現在,RASのk‐ωモデルを用いて,低レイノルズ数領域の外部流れを解析しております.
しかしソースコードでは,k‐ωモデルは高レイノルズ数領域に用いるように書いてあるのですが,
低レイノルズ数領域では使えないのでしょうか?
実際にレイノルズ数を4000として,kおよびωの初期値を様々な値を用いて解析したのですが,
発散してしまいます.
もし,k‐ωモデルを低レイノルズ数領域に対応させることができるなら,
その方法についても知りたいです.
御教授宜しくお願いします.
経験的には、
「高レイノルズ数領域用のモデルだから、低レイノルズ数領域で発散する」
ではなく、
「計算精度が怪しいと思って解釈せよ」
だと思います。
k‐ω以外のモデル、たとえばk-εではちゃんと収束するなどあれば別ですが、
発散するのは、メッシュだとか、境界条件に問題があると考えた方が良いと思います。
1.5-dev には kOmegaSST_LowRe モデルが入っているみたいです。
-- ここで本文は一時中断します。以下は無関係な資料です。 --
PR #4090, opened 2025-07-11
Fix missing detection of dead code in expressions

staabm:
closes https://github.com/phpstan/phpstan/issues/13232
closes https://github.com/phpstan/phpstan/issues/11909

### DIFF
--- a/src/Analyser/ExpressionResult.php
+++ b/src/Analyser/ExpressionResult.php
@@ -24,11 +24,11 @@ final class ExpressionResult
 	public function __construct(
 		private MutatingScope $scope,
 		private bool $hasYield,
+		private bool $isAlwaysTerminating,
 		private array $throwPoints,
 		private array $impurePoints,
 		?callable $truthyScopeCallback = null,
 		?callable $falseyScopeCallback = null,
-		private bool $isAlwaysTerminating = false,
 	)
 	{
 		$this->truthyScopeCallback = $truthyScopeCallback;
--- a/src/Analyser/ExpressionResult.php
+++ b/src/Analyser/ExpressionResult.php
@@ -28,6 +28,7 @@ final class ExpressionResult
 		private array $impurePoints,
 		?callable $truthyScopeCallback = null,
 		?callable $falseyScopeCallback = null,
+		private bool $isAlwaysTerminating = false,
 	)
 	{
 		$this->truthyScopeCallback = $truthyScopeCallback;
@@ -88,6 +89,11 @@ final class ExpressionResult
 		$callback = $this->falseyScopeCallback;
 		$this->falseyScope = $callback();
 		return $this->falseyScope;
+	}
+
+	public function isAlwaysTerminating(): bool
+	{
+		return $this->isAlwaysTerminating;
 	}
 
 }
--- a/src/Analyser/NodeScopeResolver.php
+++ b/src/Analyser/NodeScopeResolver.php
@@ -2935,7 +2935,7 @@ final class NodeScopeResolver
 				$exprResult->getThrowPoints(),
 				$exprResult->getImpurePoints(),
 				static fn (): MutatingScope => $scope->filterByTruthyValue($expr),
-				static fn (): MutatingScope => $scope->filterByFalseyValue($expr)
+				static fn (): MutatingScope => $scope->filterByFalseyValue($expr),
 			);
 		} elseif ($expr instanceof StaticCall) {
 			$hasYield = false;
@@ -3247,6 +3247,7 @@ final class NodeScopeResolver
 					$hasYield = $hasYield || $keyResult->hasYield();
 					$throwPoints = array_merge($throwPoints, $keyResult->getThrowPoints());
 					$impurePoints = array_merge($impurePoints, $keyResult->getImpurePoints());
+					$isAlwaysTerminating = $isAlwaysTerminating || $keyResult->isAlwaysTerminating();
 					$scope = $keyResult->getScope();
 				}
 
@@ -3254,6 +3255,7 @@ final class NodeScopeResolver
 				$hasYield = $hasYield || $valueResult->hasYield();
 				$throwPoints = array_merge($throwPoints, $valueResult->getThrowPoints());
 				$impurePoints = array_merge($impurePoints, $valueResult->getImpurePoints());
+				$isAlwaysTerminating = $isAlwaysTerminating || $valueResult->isAlwaysTerminating();
 				$scope = $valueResult->getScope();
 			}
 			$nodeCallback(new LiteralArrayNode($expr, $itemNodes), $scope);
--- a/src/Analyser/NodeScopeResolver.php
+++ b/src/Analyser/NodeScopeResolver.php
@@ -1915,7 +1915,7 @@ final class NodeScopeResolver
 							$nodeCallback($node, $scope);
 						},
 						ExpressionContext::createDeep(),
-						static fn (MutatingScope $scope): ExpressionResult => new ExpressionResult($scope, false, [], []),
+						static fn (MutatingScope $scope): ExpressionResult => new ExpressionResult($scope, false, false, [], []),
 						false,
 					)->getScope();
 				} elseif ($var instanceof PropertyFetch) {
@@ -2475,7 +2475,7 @@ final class NodeScopeResolver
 						$scope = $scope->exitExpressionAssign($expr->expr);
 					}
 
-					return new ExpressionResult($scope, $hasYield, $throwPoints, $impurePoints, isAlwaysTerminating: $isAlwaysTerminating);
+					return new ExpressionResult($scope, $hasYield, $isAlwaysTerminating, $throwPoints, $impurePoints);
 				},
 				true,
 			);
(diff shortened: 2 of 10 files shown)


staabm:
hmm I wonder whether I should add this `$isAlwaysTerminating = $isAlwaysTerminating || $result->isAlwaysTerminating();` handling everywhere, where we have 
```
			$hasYield = $hasYield || $result->hasYield();
			$throwPoints = array_merge($throwPoints, $result->getThrowPoints());
			$impurePoints = array_merge($impurePoints, $result->getImpurePoints());
```

etc...?

edit: I added it in all places where I could think of a example which I was able to test

staabm:
I think the new behaviour makes sense but the errors are unfortunate

https://github.com/laravel/framework/blob/43993ed92af54aa8620d8e779a7dcd658f44364c/types/Support/Helpers.php#L44-L60

```
------ ------------------------------------------------------- 
  Line   Support/Helpers.php                                    
 ------ ------------------------------------------------------- 
  47     Unreachable statement - code above always terminates.  
         🪪  deadCode.unreachable                               
  66     Unreachable statement - code above always terminates.  
         🪪  deadCode.unreachable                               
 ------ ------------------------------------------------------- 
```

ondrejmirtes (changes requested):
There is StatementResultTest that tests "is always terminating". Please add a similar test for ExpressionResult. Thank you.

src/Analyser/ExpressionResult.php
```diff
@@ -28,6 +28,7 @@ public function __construct(
 		private array $impurePoints,
 		?callable $truthyScopeCallback = null,
 		?callable $falseyScopeCallback = null,
+		private bool $isAlwaysTerminating = false,
```
ondrejmirtes: Doesn't have to be optional and doesn't have to be at the end. I'd prefer it to be after `hasYield`, for consistency with StatementResult.

ondrejmirtes (changes requested):

src/Analyser/NodeScopeResolver.php
```diff
@@ -2408,6 +2413,7 @@ public function processExprNode(Node\Stmt $stmt, Expr $expr, MutatingScope $scop
 			return $this->processExprNode($stmt, $newExpr, $scope, $nodeCallback, $context);
 		}
 
+		$isAlwaysTerminating = false;
```
ondrejmirtes: Remove the variable assign from here. It should be set inside each `if` about each node type.

src/Analyser/NodeScopeResolver.php
```diff
@@ -3192,6 +3218,7 @@ static function (): void {
 				$hasYield = $hasYield || $result->hasYield();
 				$throwPoints = array_merge($throwPoints, $result->getThrowPoints());
 				$impurePoints = array_merge($impurePoints, $result->getImpurePoints());
+				$isAlwaysTerminating = $isAlwaysTerminating || $result->isAlwaysTerminating();
```
ondrejmirtes, line 3235: This is not initialized before the foreach

ondrejmirtes (changes requested):

src/Analyser/NodeScopeResolver.php
```diff
@@ -2527,6 +2537,7 @@ function (MutatingScope $scope) use ($stmt, $expr, $nodeCallback, $context): Exp
 			$functionReflection = null;
 			$throwPoints = [];
 			$impurePoints = [];
+			$isAlwaysTerminating = false;
```
ondrejmirtes, line 2542: Also use the value from `$nameResult`.

src/Analyser/NodeScopeResolver.php
```diff
@@ -2922,6 +2942,7 @@ static function (): void {
 			$hasYield = false;
 			$throwPoints = [];
 			$impurePoints = [];
+			$isAlwaysTerminating = false;
```
ondrejmirtes, line 2948: Should be taken from $classResult in case class is Expr

src/Analyser/NodeScopeResolver.php
```diff
@@ -3076,12 +3099,14 @@ static function (): void {
...
 			$throwPoints = array_merge($throwPoints, $result->getThrowPoints());
 			$impurePoints = array_merge($impurePoints, $result->getImpurePoints());
+			$isAlwaysTerminating = $isAlwaysTerminating || $result->isAlwaysTerminating();
 		} elseif ($expr instanceof PropertyFetch) {
 			$scopeBeforeVar = $scope;
 			$result = $this->processExprNode($stmt, $expr->var, $scope, $nodeCallback, $context->enterDeep());
 			$hasYield = $result->hasYield();
 			$throwPoints = $result->getThrowPoints();
 			$impurePoints = $result->getImpurePoints();
+			$isAlwaysTerminating = false;
```
ondrejmirtes: should be taken from `$result` and also updated in `$expr->name instanceof Expr` branch

src/Analyser/NodeScopeResolver.php
```diff
@@ -3193,12 +3225,14 @@ static function (): void {
...
 				$throwPoints = array_merge($throwPoints, $result->getThrowPoints());
 				$impurePoints = array_merge($impurePoints, $result->getImpurePoints());
+				$isAlwaysTerminating = $isAlwaysTerminating || $result->isAlwaysTerminating();
 				$scope = $result->getScope();
 			}
 		} elseif ($expr instanceof ArrayDimFetch) {
 			$hasYield = false;
 			$throwPoints = [];
 			$impurePoints = [];
+			$isAlwaysTerminating = false;
```
ondrejmirtes, line 3242: Basically this should be updated every time `$hasYield` is updated. Please review all branches in `processExprNode` like that.

ondrejmirtes (changes requested):

src/Analyser/NodeScopeResolver.php
staabm: I adjusted it in most cases.

I left out e.g. null-safe operations, as these would only terminate for always-non-nullables and similar stuff.

staabm:
I think this should be ready to land.

thanks for the feedback

tests/PHPStan/Analyser/ExpressionResultTest.php
```diff
@@ -0,0 +1,149 @@
...
+				'empty(exit());',
+				true,
+			],
+			[
+				'isset(exit());',
+				true,
+			],
+			[
+				'$x ? "abc" : exit();',
+				true,
```
ondrejmirtes: Why is this always terminating?

tests/PHPStan/Analyser/ExpressionResultTest.php
```diff
@@ -0,0 +1,149 @@
...
+			],
+			[
+				'$x ? exit() : "abc";',
```
ondrejmirtes, line 75: Why is this always terminating?

tests/PHPStan/Analyser/ExpressionResultTest.php
```diff
@@ -0,0 +1,149 @@
...
+				true,
+			],
+			[
+				'fn() => yield (exit());',
```
ondrejmirtes, line 79: Why is this always terminating? Only execution of such closure would be always terminating, but not closure itself.

tests/PHPStan/Analyser/ExpressionResultTest.php
```diff
@@ -0,0 +1,149 @@
...
+				true,
+			],
+			[
+				'@exit();',
+				true,
+			],
+			[
+				'$x && exit();',
```
ondrejmirtes, line 87: The 2nd part might never be executed

ondrejmirtes (changes requested):

tests/PHPStan/Analyser/ExpressionResultTest.php
staabm: great feedback, thank you.

src/Analyser/NodeScopeResolver.php
```diff
@@ -3289,7 +3289,7 @@ static function (): void {
 			return new ExpressionResult(
 				$leftMergedWithRightScope,
 				$leftResult->hasYield() || $rightResult->hasYield(),
-				false,
+				$leftResult->isAlwaysTerminating() || $rightResult->isAlwaysTerminating(),
```
ondrejmirtes: The right side might never be executed so this should only mention the left side.

ondrejmirtes: `$x && exit();` should be false

ondrejmirtes (changes requested):

src/Analyser/NodeScopeResolver.php
staabm: it is `false`, see https://github.com/phpstan/phpstan-src/pull/4090/files#diff-fa85cdb8d6b73f343f042bbbe433ecc95119bf3dc5e76cc7291563d1c49cbd0dR87

I guess you was looking at an outdated version of the PR while commenting

ondrejmirtes:
I swear GitHub has some kind of caching problem with the new "Files changed" UI. Sorry.

ondrejmirtes:
Thank you!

http://www.cfd-online.com/Forums/openfoam/69590-yplus-query.html
そこで、1.5-devを以下のスレッド
http://groups.google.com/group/openfoam/browse_thread/thread/de5d8233fcaaa44f?hl=ja
を参考にビルドしても良いですが、お使いのバージョンが1.5や1.5.xなら、
乱流モデルのソースツリーにkOmegaSST_LowRe をコピーして、Make/files を修正したのち、
乱流モデルのライブラリをコンパイルし直しても使えると思います。
incompressibleの乱流モデルだとすると、具体的には以下のようにします。
% src
% cd turbulenceModels/RAS/incompressible
% cp -r ~/OpenFOAM/OpenFOAM-1.5-dev/turbulenceModels/RAS/incompressible/kOmegaSST_LowRe
.
% vi Make/fies <- kOmegaSST_LowRe/kOmegaSST_LowRe.C の行を加える。
% wmake libso
1.6系のkOmegaでLowRe版を使いたいのであれば、1.5-devでのkOmegaSST_LowReとkOmegaSST
のソースの差を調べて、kOmegaのLowRe版を自分で作る必要があると思います。